■ ACTION ITEM: Set down every entry once more, character for character.

■ Stored data entries:

********

PR #4060, opened 2023-11-21
Allow empty lines at beginning of blocks (again)

### LINKED ISSUE #4043: Newlines after code block open, once and for all?
Background:
- https://github.com/psf/black/issues/902
  Original issue, with some follow-up comments post merge
- https://github.com/psf/black/pull/3035
  Original implementation
- https://github.com/psf/black/issues/3551
  Follow-up issue
- https://github.com/psf/black/pull/3967 
  Recent preview change partially walking things back
- https://github.com/psf/black/issues/619#issuecomment-1792996633
  Discussion about PEP 8

---

tldr; the 2023 stable style strips newlines after code block opens. This has proven controversial (and was most of the change from 22 to 23 by volume). Recently, we walked this back a little bit in preview style, but we should try to get it right for 24.

The main argument against is it can hurt readability, see https://github.com/psf/black/issues/902#issuecomment-1425713025 . I'm quite sympathetic to this. For instance, functions with a complicated return type and first statement can get quite dense. Similarly, there are examples with comments in a new code block where things can get too dense.

An auxiliary argument against it is that stripping new lines between `class` and first method is in violation of a close reading and changelog analysis of PEP 8, see https://github.com/psf/black/issues/619#issuecomment-1792996633. I don't care much for PEP 8 absolutism (and certainly not at the expense of churning established behaviour), but I consider it a nice-to-have to not reformat away from it.

Recently in https://github.com/psf/black/pull/3967, Henri contributed a nice change that walks this back in some cases, involving comments or compound statements. However, I'm not sure this is enough. [Here are two examples from the first few pages of Black 22 -> 23 diff in my work codebase where I feel readability really suffers](https://black.vercel.app/?version=stable&state=_Td6WFoAAATm1rRGAgAhARYAAAB0L-Wj4ARDAb9dAD2IimZxl1N_WlbvK5V-fnaWIwL5TYBadve5dORVlMpn2CM7Ex6036-fmBvZZxxU7M4SzueDveXQyyVCyVj-_SI8G5MhyXK3nNLHUmR1qpfo3F4ciXU1BMotQs0XgWgkBVKnr_rKC7aIr11sgQsmB5Vap7pzA0R4M5007ghia_366U1-hEjwpaB66-Lkb9ZsEQGd_I3HS8XCUyn1O9pe47U_JM9qrygevkU8y8MHi42r1FAGT-KAUg8Rw7JMVMPhspr1cpS3BzKbGToLSkpjYcCJCj70GUsfc-SKPPQf6n9nHSnwHTurwtoO8zChj8UkwEuEK_PzkD2G_pjTZTi2pwy8tqqwW4_Sg7NqddQaPn1JDfnMvajayo16d3g90jDv7alCLxL4CghJEpl5sU2gaWINat_wzfhsHjDOd77doe6GceCBcWuklNcdz1KAT8N7e_h68QFQcENH51Z8nzi6Nsk0ViOJ7WcYti9iYfIqrura2wKKSmLKz1FVErFWWojvd07WdSB1M2nGrsld_aGwOC7R7wb84ks5wpovY1jSZdnLj1QgrWWAB8ns3Zvi7HnLsmBGxIFV2EtqyAyKkQswAAAAs1goWJRFiskAAdsDxAgAAAhqMAuxxGf7AgAAAAAEWVo=) (scrolling through I see many others). Henri's change won't save us here. And fundamentally this code is quite simple, it just has slightly long type and variable names, i.e. it's not the kind of code where there should have been a comment or something.

---

Jelle nudged me to think about this, and I now feel we should just walk this change back entirely. We should allow users to have either 0 or 1 blank newlines. This is also simpler and more explainable than the partially walked back logic.

I am fine with continuing to strip blank newlines between a function declaration and its docstring (and preview does this for classes as well). We currently enforce one blank newline after class and module docstrings. We don't have an opinion on blank newlines after function docstrings (see https://github.com/psf/black/issues/2370). I think this is probably fine as-is and not having an opinion would be consistent with the proposed no docstring case. (I'll grant that it feels easier to come up with a good opinion for the post docstring blank line in functions. At the very least, we certainly should not resolve that issue by always removing blank lines).

This will not create any churn going from 23 -> 24 (in fact, most of this change technically even meets our stability policy (although any change here should certainly only be made in preview style)).

---

As a meta thing, as a relatively new maintainer of Black, I'm still unsure of my decision making framework. I feel the original change had at most marginal benefit, especially given its churn (I've never browsed code and been like ugh one extra blank line, nor has any code reviewer or linter ever yelled at me for it. These are the things Black usually saves me from. All the motivating changes I found have multiple blank newlines or are toy code). On the other hand, it's very costly to revert changes in stable style. The only thing that makes it possible in this case is that both unreverted and reverted formatting will be valid and inconsistency in this specific case is not costly.

JelleZijlstra:
Fixes #4043

### DIFF
--- a/src/black/lines.py
+++ b/src/black/lines.py
@@ -684,7 +684,8 @@ class EmptyLineTracker:
                 return 0, 1
             return before, 1
 
-        # In preview mode, always allow blank lines, except right before a function docstring
+        # In preview mode, always allow blank lines, except right before a function
+        # docstring
         is_empty_first_line_ok = (
             Preview.allow_empty_first_line_in_block in current_line.mode
             and (
--- a/src/black/lines.py
+++ b/src/black/lines.py
@@ -684,14 +684,17 @@ class EmptyLineTracker:
                 return 0, 1
             return before, 1
 
-        is_empty_first_line_ok = Preview.allow_empty_first_line_in_block in current_line.mode and (
-            not is_docstring(current_line.leaves[0])
-            # If it's a triple quote comment (but not at the start of a funcdef)
-            or (
-                self.previous_line
-                and self.previous_line.leaves[0]
-                and self.previous_line.leaves[0].parent
-                and not is_funcdef(self.previous_line.leaves[0].parent)
+        # In preview mode, always allow blank lines, except right before a function docstring
+        is_empty_first_line_ok = (
+            Preview.allow_empty_first_line_in_block in current_line.mode
+            and (
+                not is_docstring(current_line.leaves[0])
+                or (
+                    self.previous_line
+                    and self.previous_line.leaves[0]
+                    and self.previous_line.leaves[0].parent
+                    and not is_funcdef(self.previous_line.leaves[0].parent)
+                )
             )
         )
 
--- a/src/black/lines.py
+++ b/src/black/lines.py
@@ -684,18 +684,14 @@ class EmptyLineTracker:
                 return 0, 1
             return before, 1
 
-        is_empty_first_line_ok = (
-            Preview.allow_empty_first_line_in_block
-            in current_line.mode
-            and (
-                not is_docstring(current_line.leaves[0])
-                # If it's a triple quote comment (but not at the start of a funcdef)
-                or (
-                    self.previous_line
-                    and self.previous_line.leaves[0]
-                    and self.previous_line.leaves[0].parent
-                    and not is_funcdef(self.previous_line.leaves[0].parent)
-                )
+        is_empty_first_line_ok = Preview.allow_empty_first_line_in_block in current_line.mode and (
+            not is_docstring(current_line.leaves[0])
+            # If it's a triple quote comment (but not at the start of a funcdef)
+            or (
+                self.previous_line
+                and self.previous_line.leaves[0]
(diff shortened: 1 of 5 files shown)


src/black/lines.py
```diff
@@ -684,18 +684,14 @@ def _maybe_empty_lines(self, current_line: Line) -> Tuple[int, int]:
                 return 0, 1
             return before, 1
 
+        # In preview mode, always allow blank lines, except right before a function
```
hauntsaninja, line 687: Btw a few lines up we have `and current_line.is_triple_quoted_string`. Should that also use `is_docstring`? Seems preferable to have consistent behaviour for single quote docstrings as well

hauntsaninja (approved):

src/black/lines.py
JelleZijlstra: Yeah I don't really understand why we sometimes use one and sometimes the other. I'll merge this first and then maybe make another preview style change harmonizing between these two.

return42:
@JelleZijlstra thank you for taking the efforts / with your help we now _"back to black"_ :)

- https://github.com/searxng/searxng/pull/3309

********

■ ANSWER SPACE:
PR #4060, opened 2023-11-21
Allow empty lines at beginning of blocks (again)

### LINKED ISSUE #4043: Newlines after code block open, once and for all?
Background:
- https://github.com/psf/black/issues/902
  Original issue, with some follow-up comments post merge
- https://github.com/psf/black/pull/3035
  Original implementation
- https://github.com/psf/black/issues/3551
  Follow-up issue
- https://github.com/psf/black/pull/3967 
  Recent preview change partially walking things back
- https://github.com/psf/black/issues/619#issuecomment-1792996633
  Discussion about PEP 8

---

tldr; the 2023 stable style strips newlines after code block opens. This has proven controversial (and was most of the change from 22 to 23 by volume). Recently, we walked this back a little bit in preview style, but we should try to get it right for 24.

The main argument against is it can hurt readability, see https://github.com/psf/black/issues/902#issuecomment-1425713025 . I'm quite sympathetic to this. For instance, functions with a complicated return type and first statement can get quite dense. Similarly, there are examples with comments in a new code block where things can get too dense.

An auxiliary argument against it is that stripping new lines between `class` and first method is in violation of a close reading and changelog analysis of PEP 8, see https://github.com/psf/black/issues/619#issuecomment-1792996633. I don't care much for PEP 8 absolutism (and certainly not at the expense of churning established behaviour), but I consider it a nice-to-have to not reformat away from it.

Recently in https://github.com/psf/black/pull/3967, Henri contributed a nice change that walks this back in some cases, involving comments or compound statements. However, I'm not sure this is enough. [Here are two examples from the first few pages of Black 22 -> 23 diff in my work codebase where I feel readability really suffers](https://black.vercel.app/?version=stable&state=_Td6WFoAAATm1rRGAgAhARYAAAB0L-Wj4ARDAb9dAD2IimZxl1N_WlbvK5V-fnaWIwL5TYBadve5dORVlMpn2CM7Ex6036-fmBvZZxxU7M4SzueDveXQyyVCyVj-_SI8G5MhyXK3nNLHUmR1qpfo3F4ciXU1BMotQs0XgWgkBVKnr_rKC7aIr11sgQsmB5Vap7pzA0R4M5007ghia_366U1-hEjwpaB66-Lkb9ZsEQGd_I3HS8XCUyn1O9pe47U_JM9qrygevkU8y8MHi42r1FAGT-KAUg8Rw7JMVMPhspr1cpS3BzKbGToLSkpjYcCJCj70GUsfc-SKPPQf6n9nHSnwHTurwtoO8zChj8UkwEuEK_PzkD2G_pjTZTi2pwy8tqqwW4_Sg7NqddQaPn1JDfnMvajayo16d3g90jDv7alCLxL4CghJEpl5sU2gaWINat_wzfhsHjDOd77doe6GceCBcWuklNcdz1KAT8N7e_h68QFQcENH51Z8nzi6Nsk0ViOJ7WcYti9iYfIqrura2wKKSmLKz1FVErFWWojvd07WdSB1M2nGrsld_aGwOC7R7wb84ks5wpovY1jSZdnLj1QgrWWAB8ns3Zvi7HnLsmBGxIFV2EtqyAyKkQswAAAAs1goWJRFiskAAdsDxAgAAAhqMAuxxGf7AgAAAAAEWVo=) (scrolling through I see many others). Henri's change won't save us here. And fundamentally this code is quite simple, it just has slightly long type and variable names, i.e. it's not the kind of code where there should have been a comment or something.

---

Jelle nudged me to think about this, and I now feel we should just walk this change back entirely. We should allow users to have either 0 or 1 blank newlines. This is also simpler and more explainable than the partially walked back logic.

I am fine with continuing to strip blank newlines between a function declaration and its docstring (and preview does this for classes as well). We currently enforce one blank newline after class and module docstrings. We don't have an opinion on blank newlines after function docstrings (see https://github.com/psf/black/issues/2370). I think this is probably fine as-is and not having an opinion would be consistent with the proposed no docstring case. (I'll grant that it feels easier to come up with a good opinion for the post docstring blank line in functions. At the very least, we certainly should not resolve that issue by always removing blank lines).

This will not create any churn going from 23 -> 24 (in fact, most of this change technically even meets our stability policy (although any change here should certainly only be made in preview style)).

---

As a meta thing, as a relatively new maintainer of Black, I'm still unsure of my decision making framework. I feel the original change had at most marginal benefit, especially given its churn (I've never browsed code and been like ugh one extra blank line, nor has any code reviewer or linter ever yelled at me for it. These are the things Black usually saves me from. All the motivating changes I found have multiple blank newlines or are toy code). On the other hand, it's very costly to revert changes in stable style. The only thing that makes it possible in this case is that both unreverted and reverted formatting will be valid and inconsistency in this specific case is not costly.

JelleZijlstra:
Fixes #4043

### DIFF
--- a/src/black/lines.py
+++ b/src/black/lines.py
@@ -684,7 +684,8 @@ class EmptyLineTracker:
                 return 0, 1
             return before, 1
 
-        # In preview mode, always allow blank lines, except right before a function docstring
+        # In preview mode, always allow blank lines, except right before a function
+        # docstring
         is_empty_first_line_ok = (
             Preview.allow_empty_first_line_in_block in current_line.mode
             and (
--- a/src/black/lines.py
+++ b/src/black/lines.py
@@ -684,14 +684,17 @@ class EmptyLineTracker:
                 return 0, 1
             return before, 1
 
-        is_empty_first_line_ok = Preview.allow_empty_first_line_in_block in current_line.mode and (
-            not is_docstring(current_line.leaves[0])
-            # If it's a triple quote comment (but not at the start of a funcdef)
-            or (
-                self.previous_line
-                and self.previous_line.leaves[0]
-                and self.previous_line.leaves[0].parent
-                and not is_funcdef(self.previous_line.leaves[0].parent)
+        # In preview mode, always allow blank lines, except right before a function docstring
+        is_empty_first_line_ok = (
+            Preview.allow_empty_first_line_in_block in current_line.mode
+            and (
+                not is_docstring(current_line.leaves[0])
+                or (
+                    self.previous_line
+                    and self.previous_line.leaves[0]
+                    and self.previous_line.leaves[0].parent
+                    and not is_funcdef(self.previous_line.leaves[0].parent)
+                )
             )
         )
 
--- a/src/black/lines.py
+++ b/src/black/lines.py
@@ -684,18 +684,14 @@ class EmptyLineTracker:
                 return 0, 1
             return before, 1
 
-        is_empty_first_line_ok = (
-            Preview.allow_empty_first_line_in_block
-            in current_line.mode
-            and (
-                not is_docstring(current_line.leaves[0])
-                # If it's a triple quote comment (but not at the start of a funcdef)
-                or (
-                    self.previous_line
-                    and self.previous_line.leaves[0]
-                    and self.previous_line.leaves[0].parent
-                    and not is_funcdef(self.previous_line.leaves[0].parent)
-                )
+        is_empty_first_line_ok = Preview.allow_empty_first_line_in_block in current_line.mode and (
+            not is_docstring(current_line.leaves[0])
+            # If it's a triple quote comment (but not at the start of a funcdef)
+            or (
+                self.previous_line
+                and self.previous_line.leaves[0]
(diff shortened: 1 of 5 files shown)


src/black/lines.py
```diff
@@ -684,18 +684,14 @@ def _maybe_empty_lines(self, current_line: Line) -> Tuple[int, int]:
                 return 0, 1
             return before, 1
 
+        # In preview mode, always allow blank lines, except right before a function
```
hauntsaninja, line 687: Btw a few lines up we have `and current_line.is_triple_quoted_string`. Should that also use `is_docstring`? Seems preferable to have consistent behaviour for single quote docstrings as well

hauntsaninja (approved):

src/black/lines.py
JelleZijlstra: Yeah I don't really understand why we sometimes use one and sometimes the other. I'll merge this first and then maybe make another preview style change harmonizing between these two.

return42:
@JelleZijlstra thank you for taking the efforts / with your help we now _"back to black"_ :)

- https://github.com/searxng/searxng/pull/3309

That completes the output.